Way back in 2008 I came across this example calculation, and looked at the plot of (x,y) and noticed an odd cadence in the positioning. Some simple inspection soon showed that the original height data were in terms of inches, and whoever converted them to metric bungled the job. The conversion factor is 2.54cm to an inch and rounding to the nearest centimetre is not a good idea. This makes a visible difference and considerably changes the results of an attempt at a quadratic fit. It doesn't matter what statistical packages might be used, to whatever height of sophistication, if the input data are wrongly prepared. The saving grace is the presence of the plot of the data, but, that plot has to be looked at not just gazed at with vague approbation. In the various reorganisations, my report of this problem has been lost, and the editors ignored its content.
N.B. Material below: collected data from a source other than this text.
PR #4041, opened 2026-05-21
Add option to automatically present biometric opt-in and lock 

sfdctaka:
## Summary

- Add `automaticPresentation` property to `BiometricAuthenticationManager` protocol that, when enabled:
  - Automatically presents the biometric opt-in dialog after login (if the user hasn't opted in yet)
  - Automatically triggers biometric unlock (Face ID/Touch ID) when the app locks (if the user has opted in)
- Defaults to `false` to preserve existing behavior — apps must explicitly opt in
- Ported @bbirman's changes

## Changes

- **BiometricAuthenticationManager.swift**: Added `automaticPresentation` property to the public protocol
- **BiometricAuthenticationManagerInternal.swift**: Implemented stored property (default `false`) and added auto-present logic at the end of `lock()` that iterates connected scenes and calls `presentBiometric(scene:)` when conditions are met
- **SFUserAccountManager.m**: After storing biometric policy on login, checks if opt-in dialog should be auto-presented (`!hasBiometricOptedIn && automaticPresentation`)
- **BiometricAuthenticationManagerTests.swift**: Added 7 tests covering all combinations of `automaticPresentation` × `hasBiometricOptedIn` for both lock and opt-in dialog scenarios
- **URLSessionTask+RetryPolicyTests.swift**: Added `automaticPresentation` to mock for protocol conformance

### Scenario A: Auto opt-in dialog after login

| # | automaticPresentation | hasBiometricOptedIn | Auth type | Expected |
|---|---|---|---|---|
| A1 | true | false | Fresh login | Opt-in dialog presented |
| A2 | true | true | Fresh login | No dialog (already opted in) |
| A3 | false | false | Fresh login | No dialog |
| A4 | true | false | Token refresh | No dialog (only on fresh login) |

### Scenario B: Auto biometric prompt on lock

| # | automaticPresentation | hasBiometricOptedIn | Lock triggered | Expected |
|---|---|---|---|---|
| B1 | true | true | Yes | presentBiometric called for each scene |
| B2 | true | false | Yes | No auto-present (not opted in) |
| B3 | false | true | Yes | No auto-present (feature off) |
| B4 | false | false | Yes | No auto-present |

### Scenario C: Interaction with native login

| # | Login type | automaticPresentation | Action | Expected |
|---|---|---|---|---|
| C1 | Native login | true | Lock then auto biometric | presentBiometric works correctly (auth window dismisses, native login VC doesn't interfere) |
| C2 | Native login | true | Fresh login then opt-in dialog | Dialog presented on correct VC (mainWindow, not native login VC) |
| C3 | Webview login | true | Lock then auto biometric | Works as before |
| C4 | Native login | true | Lock then biometric fails then fallback | User falls back to native login screen correctly |

### Scenario D: Existing behavior (regression tests)

| # | Scenario | Expected |
|---|---|---|
| D1 | `automaticPresentation = false` (default) | All existing behavior unchanged |
| D2 | Lock/unlock without `automaticPresentation` | User must manually tap biometric button |
| D3 | Opt-in without `automaticPresentation` | App must explicitly call `presentOptInDialog` |

## Test plan

- [x] Unit tests: Scenarios A1–A3, B1–B4, D1–D3 (7 new tests in BiometricAuthenticationManagerTests)
- [x] Manual test (C3): Standard template app with ECA + biometric custom attributes → opt-in dialog appears after first login
- [x] Manual test (B1): After opting in, background app past timeout → Face ID auto-presents on foreground
- [x] Manual test (D1): `automaticPresentation = false` (default) → no change in existing behavior
- [x] Manual test (C1–C4): Native login template + configured org with customer attributes: ENABLE_BIOMETRIC_AUTHENTICATION and BIOMETRIC_AUTHENTICATION_TIMEOUT

### DIFF
--- a/libs/SalesforceSDKCore/SalesforceSDKCore/Classes/Security/BiometricAuthentication/BiometricAuthenticationManagerInternal.swift
+++ b/libs/SalesforceSDKCore/SalesforceSDKCore/Classes/Security/BiometricAuthentication/BiometricAuthenticationManagerInternal.swift
@@ -45,7 +45,9 @@ public class BiometricAuthenticationManagerInternal: NSObject, BiometricAuthenti
     }
     
     public var locked = false
-    
+
+    public var automaticPresentation = false
+
     internal var backgroundTimestamp: Double = 0
     // This is a local var so it can be stubbed for tests
     internal var laContext = LAContext()
@@ -134,7 +136,7 @@ public class BiometricAuthenticationManagerInternal: NSObject, BiometricAuthenti
     public func lock() {
         locked = true
         NotificationCenter.default.post(name: Notification.Name(rawValue: kSFBiometricAuthenticationFlowWillBegin), object: nil)
-        
+
         // Open the Login Screen
         _ = UserAccountManager.shared.login { result in
             switch result {
@@ -144,6 +146,12 @@ public class BiometricAuthenticationManagerInternal: NSObject, BiometricAuthenti
                 break
             case .failure(let error):
                 SFSDKCoreLogger.e(BiometricAuthenticationManagerInternal.self, message: "Biometric authentication failed: \(error)")
+            }
+        }
+
+        if hasBiometricOptedIn() && automaticPresentation {
+            SFApplicationHelper.sharedApplication()?.connectedScenes.forEach() { scene in
+                presentBiometric(scene: scene)
             }
         }
     }
--- a/libs/SalesforceSDKCore/SalesforceSDKCore/Classes/Security/BiometricAuthentication/BiometricAuthenticationManagerInternal.swift
+++ b/libs/SalesforceSDKCore/SalesforceSDKCore/Classes/Security/BiometricAuthentication/BiometricAuthenticationManagerInternal.swift
@@ -46,7 +46,7 @@ public class BiometricAuthenticationManagerInternal: NSObject, BiometricAuthenti
     
     public var locked = false
 
-    public var automaticPresentation = false
+    public var automaticPresentation = true
 
     internal var backgroundTimestamp: Double = 0
     // This is a local var so it can be stubbed for tests
--- a/libs/SalesforceSDKCore/SalesforceSDKCore/Classes/Security/BiometricAuthentication/BiometricAuthenticationManagerInternal.swift
+++ b/libs/SalesforceSDKCore/SalesforceSDKCore/Classes/Security/BiometricAuthentication/BiometricAuthenticationManagerInternal.swift
@@ -136,7 +136,7 @@ public class BiometricAuthenticationManagerInternal: NSObject, BiometricAuthenti
     public func lock() {
         locked = true
         NotificationCenter.default.post(name: Notification.Name(rawValue: kSFBiometricAuthenticationFlowWillBegin), object: nil)
-
+        
         // Open the Login Screen
         _ = UserAccountManager.shared.login { result in
             switch result {
--- a/libs/SalesforceSDKCore/SalesforceSDKCore/Classes/Security/BiometricAuthentication/BiometricAuthenticationManager.swift
+++ b/libs/SalesforceSDKCore/SalesforceSDKCore/Classes/Security/BiometricAuthentication/BiometricAuthenticationManager.swift
@@ -36,6 +36,11 @@ public protocol BiometricAuthenticationManager {
     /// If the device is currently locked.  Authenticated rest requests will fail if true.
     var locked: Bool { get }
 
+    /// If enabled, the SDK will automatically present the biometric opt-in dialog after login
+    /// (if the user has not yet opted in) and automatically trigger biometric unlock when the
+    /// app is locked (if the user has opted in). Defaults to false.
+    var automaticPresentation: Bool { get set }
+
     /// Locks the device immediately.  Authenticated rest requests will fail until the user unlocks the app.
     func lock()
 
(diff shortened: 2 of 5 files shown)


wmathurin (approved):
LGTM

bbirman:
Just double checking, there wasn't any issue with having the new logic on top of the [logic here in SFLoginViewController](https://github.com/forcedotcom/SalesforceMobileSDK-iOS/blob/a2d6db8ae0c42f3c48488bb771220f87a10597e4/libs/SalesforceSDKCore/SalesforceSDKCore/Classes/Login/SFLoginViewController.m#L95-L97)? Do they both get called but one ends up being a no-op?

sfdctaka:
@bbirman good catch. Both can fire:

The new logic in lock() fires first (synchronously after lock), before SFLoginViewController is presented (since login is async).
The existing logic in SFLoginViewController.viewDidLoad fires once the login VC loads.
`presentBiometric(scene:)` creates a fresh LAContext each time, so if the first call already resolved (or is in-progress), the second should be a no-op from the user's perspective — the system won't show two biometric prompts.

That said, the existing logic at line 95 (`bioAuthManager.locked && bioAuthManager.hasBiometricOptedIn`) already auto-presents biometric without checking automaticPresentation. So the existing behavior in SFLoginViewController was already doing automatic presentation for the standard login flow — the new code only adds it for the native login path (where SFLoginViewController isn't used). Should we gate the existing line 95 behind automaticPresentation as well for consistency?

bbirman:
> @bbirman good catch. Both can fire:
> 
> The new logic in lock() fires first (synchronously after lock), before SFLoginViewController is presented (since login is async). The existing logic in SFLoginViewController.viewDidLoad fires once the login VC loads. `presentBiometric(scene:)` creates a fresh LAContext each time, so if the first call already resolved (or is in-progress), the second should be a no-op from the user's perspective — the system won't show two biometric prompts.
> 
> That said, the existing logic at line 95 (`bioAuthManager.locked && bioAuthManager.hasBiometricOptedIn`) already auto-presents biometric without checking automaticPresentation. So the existing behavior in SFLoginViewController was already doing automatic presentation for the standard login flow — the new code only adds it for the native login path (where SFLoginViewController isn't used). Should we gate the existing line 95 behind automaticPresentation as well for consistency?

That sounds good! The only downside is that whatever the default is would be a change for one of the flows but 14.0 would be a good window for it, @brandonpage  @wmathurin any thoughts on making automatic presentation default to `true` so there's less enablement for biometric by default?

sfdctaka:
@bbirman @wmathurin @brandonpage Is it okay to automatically present the biometric the first time?

brandonpage:
> @bbirman @wmathurin @brandonpage Is it okay to automatically present the biometric the first time?

Yes, and I would honestly prefer if it was opt-out.  That was my original intention, but the client who we built this for (and never used it) wanted to show their own dialog.  UI styling are very consistent on iOS so I really don't see an issue with showing our prompt.  Perhaps on Android we may want to allow the app to override the dialog.

libs/SalesforceSDKCore/SalesforceSDKCore/Classes/Security/BiometricAuthentication/BiometricAuthenticationManagerInternal.swift
```diff
@@ -45,7 +45,9 @@ public class BiometricAuthenticationManagerInternal: NSObject, BiometricAuthenti
     }
     
     public var locked = false
-    
+
+    public var automaticPresentation = false
```
brandonpage: Since this would go out in a major release, I see no problem with defaulting to `true`.

libs/SalesforceSDKCore/SalesforceSDKCore/Classes/Security/BiometricAuthentication/BiometricAuthenticationManagerInternal.swift
```diff
@@ -146,6 +148,12 @@ public class BiometricAuthenticationManagerInternal: NSObject, BiometricAuthenti
                 SFSDKCoreLogger.e(BiometricAuthenticationManagerInternal.self, message: "Biometric authentication failed: \(error)")
             }
         }
+
+        if hasBiometricOptedIn() && automaticPresentation {
+            SFApplicationHelper.sharedApplication()?.connectedScenes.forEach() { scene in
+                presentBiometric(scene: scene)
+            }
+        }
```
brandonpage, line 156: Why is this needed?  The Login view controller should automatically present biometric upon lock if the user is opted in?

brandonpage (approved):

libs/SalesforceSDKCore/SalesforceSDKCore/Classes/Security/BiometricAuthentication/BiometricAuthenticationManagerInternal.swift
sfdctaka: Image

This is for the native login path. When useNativeLogin is enabled, SFLoginViewController isn't used — the app's custom VC is presented instead, so the existing auto-present at line 95 of SFLoginViewController.m never fires. This ensures native login apps get the same auto-present behavior when automaticPresentation is enabled.

That said, for the standard (webview) login path, you're right — SFLoginViewController already handles it. Should we gate line 95 behind automaticPresentation too for consistency, or leave it as-is since it's existing behavior?

bbirman:
Should the code in SFLoginViewController be removed now that there's presentation logic for both paths in BiometricAuthenticationManagerInternal?

sfdctaka:
> Should the code in SFLoginViewController be removed now that there's presentation logic for both paths in BiometricAuthenticationManagerInternal?

@bbirman  The SFLoginViewController code predates this and doesn't check automaticPresentation, so they're not fully equivalent. Consolidating them would be a good follow-up (we'd want SFLoginViewController to respect automaticPresentation too), but it's a behavioral change for existing webview-login apps that should be its own PR. Want me to file a story for it?

bbirman:
Yes, that was the gap identified from the original proof of concept work on the internal branch, now that "automaticPresentation" defaults to true there shouldn't be a behavioral difference to the consuming app/user

sfdctaka:
@bbirman I'll push another PR.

The error remains, so I'll try again.

Height^2       Height         Const.
61.96033      -143.162      128.8128  Improper rounding of inches to whole cm.
58.5046       -131.5076     119.0205  Proper conversion, no rounding.

The original incorrectly-converted plot can be reproduced, but here is a plot of the correctly-converted heights, with a quadratic fit. Notice the now-regular spacing of the x-values, without cadence.

Correctly converted heights, quadratic fit.

For the incorrectly-concerted heights, the residuals are

Wrongly converted heights, Residuals to a quadratic fit.

Whereas for the correctly-converted height data, the residuals are much smaller. (Note the vertical scale)

Correctly converted heights, Residuals to a quadratic fit.

And indeed, this pattern of residuals rather suggests a higher-order fit attempt, such as with a cubic.

Correctly converted heights, Residuals to a cubic fit.

But assessing the merit of this escalation would be helped by the use of some more sophisticated analysis, such as might be offered by the various fancy packages, if fed correct data.

Later, it occurred to me to consider whether the weights might have been given in pounds. The results were odd in another way. Using the conversion 1KG = 2.20462234 lbs used in the USA, the weights are

115.1033 117.1095 120.1078 123.1061 126.1044 129.1247 132.123 135.1213 139.1337 142.132 146.1224 150.1348 154.1472 159.1517 164.1562
114.862  116.864  119.856  122.848  125.84   128.854  131.846 134.838  138.842  141.834 145.816  149.82   153.824  158.818  163.812

The second row being for the approximate conversion of 1KG = 2.2lbs. I am puzzled by the fractional parts. NickyMcLean (talk) 22:11, 5 September 2011 (UTC)[reply]

Possible error in formula for standard error for coefficients

It seems to me that the 1/n should not be included in the formula for the standard errors for each coefficient. With 1/n, the values calculated in this example are not produced. Removing it generates the values given in the example. Would someone more knowledgeable in this subject examine this and correct the formula, if necessary? — Preceding unsigned comment added by 173.178.40.20 (talk) 17:37, 22 May 2012 (UTC)[reply]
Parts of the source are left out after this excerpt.